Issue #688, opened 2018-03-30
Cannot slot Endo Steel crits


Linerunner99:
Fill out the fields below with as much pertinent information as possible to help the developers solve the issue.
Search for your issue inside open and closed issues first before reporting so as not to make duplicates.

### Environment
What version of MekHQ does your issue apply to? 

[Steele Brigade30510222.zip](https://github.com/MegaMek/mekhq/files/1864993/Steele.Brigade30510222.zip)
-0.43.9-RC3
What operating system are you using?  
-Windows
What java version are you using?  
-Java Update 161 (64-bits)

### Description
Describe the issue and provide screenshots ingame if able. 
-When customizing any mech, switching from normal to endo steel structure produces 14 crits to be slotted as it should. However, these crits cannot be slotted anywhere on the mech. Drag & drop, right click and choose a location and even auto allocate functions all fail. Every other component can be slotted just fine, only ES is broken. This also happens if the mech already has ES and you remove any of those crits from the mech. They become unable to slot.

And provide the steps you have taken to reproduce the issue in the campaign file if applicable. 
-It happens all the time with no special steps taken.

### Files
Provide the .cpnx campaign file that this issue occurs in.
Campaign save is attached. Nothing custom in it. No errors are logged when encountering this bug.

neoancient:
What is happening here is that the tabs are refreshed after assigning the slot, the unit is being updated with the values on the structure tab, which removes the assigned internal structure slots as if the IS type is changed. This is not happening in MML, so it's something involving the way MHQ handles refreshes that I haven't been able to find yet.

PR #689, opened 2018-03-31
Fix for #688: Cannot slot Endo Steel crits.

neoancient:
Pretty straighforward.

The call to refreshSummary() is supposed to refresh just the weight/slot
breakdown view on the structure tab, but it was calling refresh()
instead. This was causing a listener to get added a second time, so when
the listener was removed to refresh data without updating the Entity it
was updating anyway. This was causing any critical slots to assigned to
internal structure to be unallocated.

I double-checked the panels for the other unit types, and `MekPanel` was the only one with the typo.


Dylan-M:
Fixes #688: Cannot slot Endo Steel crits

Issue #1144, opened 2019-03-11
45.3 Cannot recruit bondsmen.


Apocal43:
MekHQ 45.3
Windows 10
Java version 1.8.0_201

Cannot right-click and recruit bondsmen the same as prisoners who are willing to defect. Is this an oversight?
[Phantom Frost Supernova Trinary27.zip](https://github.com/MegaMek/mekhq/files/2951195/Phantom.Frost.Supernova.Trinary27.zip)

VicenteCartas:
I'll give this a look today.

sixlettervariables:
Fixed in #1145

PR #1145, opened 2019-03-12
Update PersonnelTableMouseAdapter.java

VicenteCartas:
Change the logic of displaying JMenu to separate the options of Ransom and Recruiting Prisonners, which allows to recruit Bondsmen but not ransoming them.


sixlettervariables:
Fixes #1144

————————

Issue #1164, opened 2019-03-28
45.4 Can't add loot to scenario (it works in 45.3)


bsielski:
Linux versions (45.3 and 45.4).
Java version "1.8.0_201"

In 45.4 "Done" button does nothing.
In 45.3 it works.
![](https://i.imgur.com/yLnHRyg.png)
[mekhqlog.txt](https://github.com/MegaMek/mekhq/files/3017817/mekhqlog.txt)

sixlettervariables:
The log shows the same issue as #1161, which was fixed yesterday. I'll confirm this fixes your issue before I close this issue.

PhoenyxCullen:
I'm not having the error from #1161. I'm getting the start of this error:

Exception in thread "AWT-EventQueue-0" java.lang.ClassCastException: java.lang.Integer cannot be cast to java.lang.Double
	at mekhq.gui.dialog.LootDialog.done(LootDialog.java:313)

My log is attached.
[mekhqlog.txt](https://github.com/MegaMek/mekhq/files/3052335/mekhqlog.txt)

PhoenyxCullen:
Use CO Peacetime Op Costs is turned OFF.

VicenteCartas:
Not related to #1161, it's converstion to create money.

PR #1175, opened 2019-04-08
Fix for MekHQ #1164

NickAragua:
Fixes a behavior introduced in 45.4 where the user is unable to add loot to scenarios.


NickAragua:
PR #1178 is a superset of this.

————————

Every line above that has the string "same" needs to be copied.

Cannot right-click and recruit bondsmen the same as prisoners who are willing to defect. Is this an oversight?
The log shows the same issue as #1161, which was fixed yesterday. I'll confirm this fixes your issue before I close this issue.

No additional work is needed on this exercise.